Designing with Multi-Gigabit Serial I/O
Key Documentation
- Course Leaflet (PDF)
- Complete Course Listing (PDF)
Related Links
Course Description
Learn how to employ GTP and GTX serial transceivers in your 7 series FPGA design. Understand and utilize the features of the serial transceiver blocks, such as 8B/10B and 64B/66B encoding, channel bonding, clock correction, and comma detection.
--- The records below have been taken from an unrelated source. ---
PR #3066, opened 2020-08-17
[TASKMGR] PerfData*CommandLine*(): Do not skip 'global_cache' last entry

SergeGautherie:
Avoids:
* Get: Playing hide and seek.
* Exit: Leaking.

Addendum to f43bb8d (r65469).

### DIFF
--- a/base/applications/taskmgr/perfdata.c
+++ b/base/applications/taskmgr/perfdata.c
@@ -566,7 +566,7 @@ BOOL PerfDataGetCommandLine(ULONG Index, LPWSTR lpCommandLine, ULONG nMaxCount)
     PCMD_LINE_CACHE cache = global_cache;
 
     /* [A] Search for a string already in cache? If so, use it */
-    while (cache && cache->pnext != NULL)
+    while (cache)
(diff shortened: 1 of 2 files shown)


JoachimHenze:
SergeGautherie did never claim it would, but since this chat comment https://chat.reactos.org/reactos/pl/9i9ujyiu6tyxfdy7xn6bfjqdnc implied that this fix might fix the crash, that was introduced by 0.4.15-dev-523-g535e262 (and mentioned in CORE-17115),
I tested that and I can say for sure, that it does not. This PR here is not enough to fix that crash-regression!

That does not mean that Serge Gautheries patch is wrong. I just say that it does not help for what people hoped it would.
And my position is, that we should fix the regression first instead, before deciding whether we touch anything above that by merging Serges PR.

binarymaster (changes requested):
These changes are based on outdated head (stuff got reverted), please resolve conflicts or close PR.

Extravert-ir:
Please open a new PR for taskmgr with all changes you want put there

PR #3068, opened 2020-08-17
[TASKMGR] PerfDataGetCommandLine(): Remove useless 'cache->str' check

SergeGautherie:
`str` is always assigned and non-NULL.

Addendum to f43bb8d (r65469).


Extravert-ir:

PR #3069, opened 2020-08-17
[TASKMGR] PerfDataGetCommandLine(): Fix return value when failed

SergeGautherie:
Addendum to f43bb8d (r65469).


Extravert-ir:

PR #3071, opened 2020-08-18
[RAPPS] cmdline package name

kernelbin:
## Purpose

Original, rapps is using software's display name as a identifier in command-line.
(but the display name might be too long, contains strange chars. More over,display name might varies in different locale).
so I made this change.
currently, the package-name of the software corresponds with the ini file name in DB (without ```.txt``` extension)

this example shows the difference now to install codeblocks before/after this PR

**before**
```rapps /INSTALL "Code::Blocks (without compiler)"```

**after**
```rapps /INSTALL codeblocks```

## TODO
- [x] display package name in GUI too.

### CODE REVIEW

File: base/applications/rapps/available.cpp [hunk 1]
```diff
@@ -38,6 +38,13 @@ VOID CAvailableApplicationInfo::RetrieveGeneralInfo(AvailableStrings& AvlbString
 {
     m_Parser = new CConfigParser(m_sFileName);
 
+    // TODO: I temporarily use the file name (without suffix) as package name.
+    // It should be better to put this in a field of ini file.
+    // consider write a converter to do this and write a github action for rapps-db to ensure package_name is unique.
```
learn-more, line 43: As noted before, I am in favor of keeping this the filename, and only adding a key when needed. :)

base/applications/rapps/unattended.cpp
```diff
@@ -22,13 +22,12 @@ BOOL UseCmdParameters(LPWSTR lpCmdLine)
         return FALSE;
     }
 
-    // TODO: use DB filenames as names because they're shorter
-    ATL::CSimpleArray<ATL::CStringW> arrNames;
+    ATL::CSimpleArray<ATL::CStringW> PkgNameList;
     if (!StrCmpIW(argv[1], CMD_KEY_INSTALL))
     {
         for (INT i = 2; i < argc; ++i)
```
learn-more, line 28: You probably want to abort this loop (maybe in a later pr?) when you encounter another `/` or `-` prefixed option

base/applications/rapps/unattended.cpp
```diff
@@ -43,12 +42,12 @@ BOOL UseCmdParameters(LPWSTR lpCmdLine)
         INFCONTEXT Context;
         if (SetupFindFirstLineW(InfHandle, L"RAPPS", L"Install", &Context))
```
learn-more, line 43: This branch is for passing a .inf (or .ini) file to rapps

learn-more: (and most likely what inspired the filename)

base/applications/rapps/unattended.cpp
kernelbin: yes, I'd like to improve command-line parsing in next PR😉

base/applications/rapps/available.cpp
kernelbin: So I left it here🤣
but I think adding ```m_szPkgName``` is still needed (as it will be used more than once and I don't want to parse the filename to remove suffix again and again😝)

base/applications/rapps/unattended.cpp
kernelbin: hmm which filename?

learn-more: unattend.cpp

Additional topics include use of the Architecture Wizard, synthesis and implementation considerations, board design as it relates to the transceivers, and test and debugging. This course combines lectures with practical hands-on labs.
Release Date
April 2012
Level
Connectivity 3
Training Duration
3 days
Who Should Attend?
FPGA designers and logic designers
Prerequisites
- Verilog or VHDL experience or the Designing with Verilog or Designing with VHDL course
- Familiarity with logic design (state machines and synchronous design)
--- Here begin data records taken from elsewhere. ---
PR #3075, opened 2020-08-18
[SHELL32] Enable CopyTo/MoveTo textbox functionality

katahiromz:
## Purpose

JIRA issue: [CORE-11132](https://jira.reactos.org/browse/CORE-11132)

- The user can enter the full path of a directory in `"Copy To Folder"` and `"Move To Folder"` features.
- Fix two bugs in `SHBrowseForFolder` function. One is disability of text box to enter a full path. Another one is disability to choose the root item in `BFFM_SETSELECTION`.
- Add `ES_AUTOHSCROLL` style to text box. This enables the user to enter a long text.


dll/win32/shell32/CCopyToMenu.cpp
```diff
@@ -45,7 +45,9 @@ HRESULT _GetCidlFromDataObject(IDataObject *pDataObject, CIDA** ppcida)
 CCopyToMenu::CCopyToMenu() :
     m_idCmdFirst(0),
     m_idCmdLast(0),
-    m_idCmdCopyTo(-1)
+    m_idCmdCopyTo(-1),
+    m_fnOldWndProc(NULL),
+    m_bInSettingText(FALSE)
```
HBelusca, line 50: What is this flag for?

katahiromz: For checking/locking text update status. See `WindowProc` and `BrowseCallbackProc`.

katahiromz: If `m_bInSettingText` is TRUE, then it is in processing of `EN_CHANGE` or `BFFM_SELCHANGED`.

katahiromz: Renamed the variable as `m_bIgnoreTextBoxChange` and simplified the code.

dll/win32/shell32/CMoveToMenu.cpp
```diff
@@ -33,6 +36,36 @@ WindowProc(HWND hwnd, UINT uMsg, WPARAM wParam, LPARAM lParam)
...
+                    {
+                        if (!this_->m_bIgnoreTextBoxChange)
+                        {
+                            // get the text
+                            GetDlgItemTextW(hwnd, IDC_BROWSE_FOR_FOLDER_FOLDER_TEXT, szPath, _countof(szPath));
+                            StrTrimW(szPath, L" \t");
+
+                            // update OK button
+                            BOOL bValid = !PathIsRelative(szPath) && PathIsDirectoryW(szPath);
+                            SendMessageW(hwnd, BFFM_ENABLEOK, 0, bValid);
```
learn-more, line 56: Instead of adding an additional path for this,
would it be an idea to convert it to a pidl, and set this pidl as if it was selected in the treeview? (and possibly even select it)
In that way, it might only need some code in the EN_CHANGE here, and the rest could magically work.

katahiromz: After `BFFM_SELCHANGED` callback, `OK` button will be enabled or disabled by the system. `PostMessageW` will be overwrite the `OK` button enabled/disabled status by message queueing.

katahiromz: We have to distinguish between the relative path and the absolute path. Setting the pidl will store the file title (not absolute path) into the text box. Setting the pidl will cause text box change, text box change will set the pidl, then an infinite recursive loop will happen.

katahiromz: >would it be an idea to convert it to a pidl, and set this pidl as if it was selected in the treeview? (and possibly even select it)

It needs another flag to avoid the infinite loop...

katahiromz: Setting a PIDL will store the file title. This behavior is inevitable.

- Basic knowledge of FPGA architecture and Xilinx implementation tools is helpful
- Familiarity with serial I/O basics and high-speed serial I/O standards is also helpful
Software Tools
- Xilinx ISE® Design Suite: System Edition 13.4
- ChipScope™ Pro software 13.4
- Mentor Graphics ModelSim simulator 10.0
Hardware
- Architecture: 7 series FPGAs*
- Demo board: Spartan®-6 FPGA SP605 or Virtex®-6 FPGA ML605 board*
* This course focuses on the Kintex™-7 architecture. Check with your local Authorized Training Provider for the specifics of the in-class lab board or other customizations
Skills Gained
After completing this comprehensive training, you will know how to:
- Describe and utilize the ports and attributes of the GTX transceiver in the Kintex-7 FPGA
- Effectively utilize the following features of the GTX:
- 8B/10B and other encoding/decoding, comma detection, clock correction, and channel bonding
- Pre-emphasis and linear equalization
- Use the 7 Series FPGAs Transceivers Wizard to instantiate GTX primitives in a design
- Access appropriate reference material for board design issues involving the power supply, reference clocking, and trace design
- Optimize serial links by using the IBERT design
Course Outline
Day 1
- 7 Series FPGAs Overview
- Transceiver Overview (GTX)
- Transceiver Clocking and Resets
- 8B/10B Encoder and Decoder
- Lab 1: 8B/10B Disparity and Bypass
- Commas and Deserializer Alignment
- Lab 2: Commas and Data Alignment
Day 2
- RX Elastic Buffer and Clock Correction
- Lab 3: Clock Correction
- Channel Bonding
- Lab 4: Channel Bonding
- Transceiver Wizard Overview
- Lab 5: GTX Core Generation
- Simulating and Implementing a Transceiver Design
- Lab 6: Simulation and Implementation (GTX)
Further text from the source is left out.